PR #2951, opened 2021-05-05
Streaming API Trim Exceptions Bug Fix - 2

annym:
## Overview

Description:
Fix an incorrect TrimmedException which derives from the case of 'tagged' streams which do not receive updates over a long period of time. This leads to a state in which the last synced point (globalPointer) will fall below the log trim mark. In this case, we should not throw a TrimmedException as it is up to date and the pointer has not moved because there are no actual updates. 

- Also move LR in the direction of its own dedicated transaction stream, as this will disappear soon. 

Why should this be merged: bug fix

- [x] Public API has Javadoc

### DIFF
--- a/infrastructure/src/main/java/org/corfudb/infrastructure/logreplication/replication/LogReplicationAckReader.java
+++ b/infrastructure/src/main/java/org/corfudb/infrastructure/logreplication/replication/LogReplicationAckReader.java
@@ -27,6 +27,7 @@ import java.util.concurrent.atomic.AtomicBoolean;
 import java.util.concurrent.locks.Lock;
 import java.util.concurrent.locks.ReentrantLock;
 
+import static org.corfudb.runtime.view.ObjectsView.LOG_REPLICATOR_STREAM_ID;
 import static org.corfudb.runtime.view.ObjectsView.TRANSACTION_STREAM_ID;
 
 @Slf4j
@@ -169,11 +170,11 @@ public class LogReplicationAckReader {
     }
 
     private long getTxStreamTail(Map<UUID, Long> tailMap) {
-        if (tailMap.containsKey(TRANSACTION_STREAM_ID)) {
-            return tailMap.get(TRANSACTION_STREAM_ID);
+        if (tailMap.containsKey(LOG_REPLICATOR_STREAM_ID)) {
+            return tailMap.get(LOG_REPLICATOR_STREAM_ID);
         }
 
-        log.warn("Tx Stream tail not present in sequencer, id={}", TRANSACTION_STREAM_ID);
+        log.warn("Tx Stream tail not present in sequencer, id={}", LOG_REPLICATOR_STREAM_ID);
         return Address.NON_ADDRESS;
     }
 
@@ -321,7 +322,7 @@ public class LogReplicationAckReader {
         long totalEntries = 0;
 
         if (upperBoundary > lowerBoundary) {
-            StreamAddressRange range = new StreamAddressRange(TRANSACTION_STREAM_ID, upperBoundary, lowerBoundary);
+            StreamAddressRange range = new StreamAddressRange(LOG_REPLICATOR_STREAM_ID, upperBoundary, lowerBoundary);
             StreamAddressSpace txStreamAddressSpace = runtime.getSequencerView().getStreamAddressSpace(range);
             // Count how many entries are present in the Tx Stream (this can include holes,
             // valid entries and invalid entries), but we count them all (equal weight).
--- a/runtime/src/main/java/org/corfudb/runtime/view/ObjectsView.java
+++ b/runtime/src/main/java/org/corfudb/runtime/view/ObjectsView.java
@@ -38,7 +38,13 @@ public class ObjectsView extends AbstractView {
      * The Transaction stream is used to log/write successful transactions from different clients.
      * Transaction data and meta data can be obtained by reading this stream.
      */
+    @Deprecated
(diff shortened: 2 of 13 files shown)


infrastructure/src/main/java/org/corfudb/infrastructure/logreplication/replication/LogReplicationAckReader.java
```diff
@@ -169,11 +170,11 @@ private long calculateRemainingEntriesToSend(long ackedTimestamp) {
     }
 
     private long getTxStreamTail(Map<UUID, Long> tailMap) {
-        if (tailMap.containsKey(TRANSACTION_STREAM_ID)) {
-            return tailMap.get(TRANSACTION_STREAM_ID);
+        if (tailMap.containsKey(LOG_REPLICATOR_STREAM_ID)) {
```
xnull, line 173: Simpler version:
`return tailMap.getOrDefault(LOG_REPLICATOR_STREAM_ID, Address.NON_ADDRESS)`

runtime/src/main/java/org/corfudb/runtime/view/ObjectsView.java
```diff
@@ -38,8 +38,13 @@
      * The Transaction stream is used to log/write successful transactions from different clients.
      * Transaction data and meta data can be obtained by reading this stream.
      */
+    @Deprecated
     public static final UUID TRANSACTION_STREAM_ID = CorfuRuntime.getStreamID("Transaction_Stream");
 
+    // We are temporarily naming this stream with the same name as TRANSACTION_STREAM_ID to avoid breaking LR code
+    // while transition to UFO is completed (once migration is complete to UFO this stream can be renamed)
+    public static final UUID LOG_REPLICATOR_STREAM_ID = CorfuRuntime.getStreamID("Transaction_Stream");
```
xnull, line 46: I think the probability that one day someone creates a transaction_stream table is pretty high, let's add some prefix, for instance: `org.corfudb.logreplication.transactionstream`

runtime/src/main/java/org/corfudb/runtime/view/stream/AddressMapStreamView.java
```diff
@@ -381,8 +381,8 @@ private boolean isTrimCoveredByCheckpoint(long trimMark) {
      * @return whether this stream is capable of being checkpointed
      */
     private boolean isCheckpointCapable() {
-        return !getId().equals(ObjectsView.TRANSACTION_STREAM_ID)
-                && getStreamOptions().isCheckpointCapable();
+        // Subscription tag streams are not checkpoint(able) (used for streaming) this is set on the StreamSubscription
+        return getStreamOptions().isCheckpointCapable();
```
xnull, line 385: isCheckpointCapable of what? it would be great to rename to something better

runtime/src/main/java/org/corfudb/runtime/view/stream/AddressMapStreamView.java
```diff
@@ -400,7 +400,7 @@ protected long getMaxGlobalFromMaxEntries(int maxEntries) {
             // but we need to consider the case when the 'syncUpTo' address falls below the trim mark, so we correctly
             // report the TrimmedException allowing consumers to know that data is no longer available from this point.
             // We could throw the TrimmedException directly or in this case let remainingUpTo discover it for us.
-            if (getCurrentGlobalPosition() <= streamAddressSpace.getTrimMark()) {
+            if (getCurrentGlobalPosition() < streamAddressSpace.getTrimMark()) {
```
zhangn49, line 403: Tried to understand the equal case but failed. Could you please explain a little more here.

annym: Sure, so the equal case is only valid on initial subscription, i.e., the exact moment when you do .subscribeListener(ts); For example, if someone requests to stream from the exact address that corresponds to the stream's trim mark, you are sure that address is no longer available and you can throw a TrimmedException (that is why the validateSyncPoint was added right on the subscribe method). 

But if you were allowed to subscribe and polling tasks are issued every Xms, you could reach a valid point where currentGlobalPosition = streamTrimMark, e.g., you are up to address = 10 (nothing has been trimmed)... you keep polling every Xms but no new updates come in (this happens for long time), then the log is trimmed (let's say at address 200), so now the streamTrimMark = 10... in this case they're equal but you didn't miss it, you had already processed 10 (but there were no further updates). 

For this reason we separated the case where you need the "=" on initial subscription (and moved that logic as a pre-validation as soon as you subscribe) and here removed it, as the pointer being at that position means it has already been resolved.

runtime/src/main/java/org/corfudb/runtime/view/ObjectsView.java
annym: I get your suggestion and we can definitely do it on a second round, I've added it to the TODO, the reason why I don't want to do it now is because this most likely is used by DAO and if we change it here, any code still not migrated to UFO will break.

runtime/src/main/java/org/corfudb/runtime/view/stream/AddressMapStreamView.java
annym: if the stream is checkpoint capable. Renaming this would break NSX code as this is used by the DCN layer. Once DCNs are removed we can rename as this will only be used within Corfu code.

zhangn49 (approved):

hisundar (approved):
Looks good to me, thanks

++++++++

**AIM OF THE EXERCISE**
Each line of the records with the word "because" in it is to be copied.

**RESPONSE TO THIS EXERCISE**
Fix an incorrect TrimmedException which derives from the case of 'tagged' streams which do not receive updates over a long period of time. This leads to a state in which the last synced point (globalPointer) will fall below the log trim mark. In this case, we should not throw a TrimmedException as it is up to date and the pointer has not moved because there are no actual updates. 
annym: I get your suggestion and we can definitely do it on a second round, I've added it to the TODO, the reason why I don't want to do it now is because this most likely is used by DAO and if we change it here, any code still not migrated to UFO will break.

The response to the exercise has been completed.